Several limitations have to be acknowledged regarding this study. Firstly, some of the detected central TFCC alterations might be attributed to subclinical degenerations, which are considered physiological in individuals aged 30 years and older [38,39,40]. In contrast, peripheral lesions, are mostly associated with traumatic injuries. Therefore, the improved accuracy provided by radial plane view for the detection of ulnar-sided TFCC lesions is of high clinical relevance. Secondly, partial and complete TFCC tears were not differentiated in this study following the classifications of Palmer [9] and Atzei [11]. As both classifications have originally been introduced for surgical assessment of TFCC injuries, their radiological application has to be interpreted with caution.
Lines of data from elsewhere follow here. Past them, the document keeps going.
PR #852, opened 2026-05-01
CH-268: Fix name based exclusion in codefresh.py

alxbrd:
Improve image removal pruning logic when excluding an image with deps used by other images.

Closes [CH-268](https://metacell.atlassian.net/browse/CH-268)

[CH-268]: https://metacell.atlassian.net/browse/CH-268?atlOrigin=eyJpIjoiNWRkNTljNzYxNjVmNDY3MDlhMDU5Y2ZhYzA5YTRkZjUiLCJwIjoiZ2l0aHViLWNvbS1KU1cifQ

### DIFF
--- a/tools/deployment-cli-tools/ch_cli_tools/codefresh.py
+++ b/tools/deployment-cli-tools/ch_cli_tools/codefresh.py
@@ -40,6 +40,24 @@ def clean_step_key(s: str) -> str:
     return re.sub(r'[^a-zA-Z0-9_]', '_', s)
 
 
+def dockerfile_selector_candidates(base_path: str, dockerfile_path: str) -> set[str]:
+    """Return stable identifiers that may be used with include/exclude selectors."""
+    relative_to_base = get_app_relative_to_base_path(base_path, dockerfile_path)
+    parent_name = relative_to_base.split("/")[0] if relative_to_base else ""
+    return {
+        candidate for candidate in (
+            relative_to_base,
+            app_name_from_path(relative_to_base),
+            parent_name,
+        ) if candidate
+    }
+
+
+def path_contains_excluded_segment(path: str, excluded_segments) -> bool:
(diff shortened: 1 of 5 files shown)


tools/deployment-cli-tools/ch_cli_tools/codefresh.py
```diff
@@ -40,6 +40,24 @@ def clean_step_key(s: str) -> str:
     return re.sub(r'[^a-zA-Z0-9_]', '_', s)
 
 
+def dockerfile_selector_candidates(base_path: str, dockerfile_path: str) -> set[str]:
+    """Return stable identifiers that may be used with include/exclude selectors."""
+    relative_to_base = get_app_relative_to_base_path(base_path, dockerfile_path)
+    parent_name = relative_to_base.split("/")[0] if relative_to_base else ""
```
aranega, line 46: Should we split on  `/` or on `os.path.sep`? I'm not sure what's expected as path, in the function `path_contains_excluded_segment` it seems that a path could contain os dependent separator, so I'm not sure.

aranega (commented):
Thanks for the PR @alxbrd ! It looks good to me. I'm only not sure about the fact that we consider unix-path separator in some functions, but perhaps it's an assumption that is done on the whole base code.

tools/deployment-cli-tools/ch_cli_tools/codefresh.py
alxbrd: Thanks @aranega, that is a good question. Looking at other utils functions, the code assumes "/" rather than system path separator.

alxbrd: Created this task to fix this across the whole app: https://metacell.atlassian.net/browse/CH-269

filippomc (changes requested):
Tests are failing, let's fix before merging

filippomc (approved):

The dorsal and palmar capsular fixations of the TFCC were also not evaluated in this study, as their clinical impact has not been fully described to date. Finally, surgical confirmation was only available in 22 patients, requiring an additional standard of reference for this study. This limitation can be partially attributed to the importance of CT arthrography for ulnocarpal complex assessment, as arthroscopic exploration was not performed if the DRUJ was clinically stable and the deep fibers of the TFCC proved to be intact in CT arthrography. Degenerative alterations of the central cartilage and isolated lesions of the superficial TFCC attachment do not necessarily require surgical treatment to maintain stability, subsequently restricting the number of interventions. No clinical follow-up was available for patients that only received diagnostic imaging but did not undergo any surgical procedure at our institution.

Conclusions

Addition of radial multiplanar reconstructions is recommended for evaluation of triangular fibrocartilage complex injuries in CT arthrography of the wrist. While central TFCC alterations can be reliably detected using the three radiological standard planes (axial, coronal, sagittal), diagnostic accuracy for the clinically relevant peripheral lesions is substantially higher with ancillary reconstructions adjusted to the complex three-dimensional anatomy of the ulnar-sided TFCC. Furthermore, superior differentiability of the deep and superficial TFCC layer in radial plane view improves overall diagnostic confidence.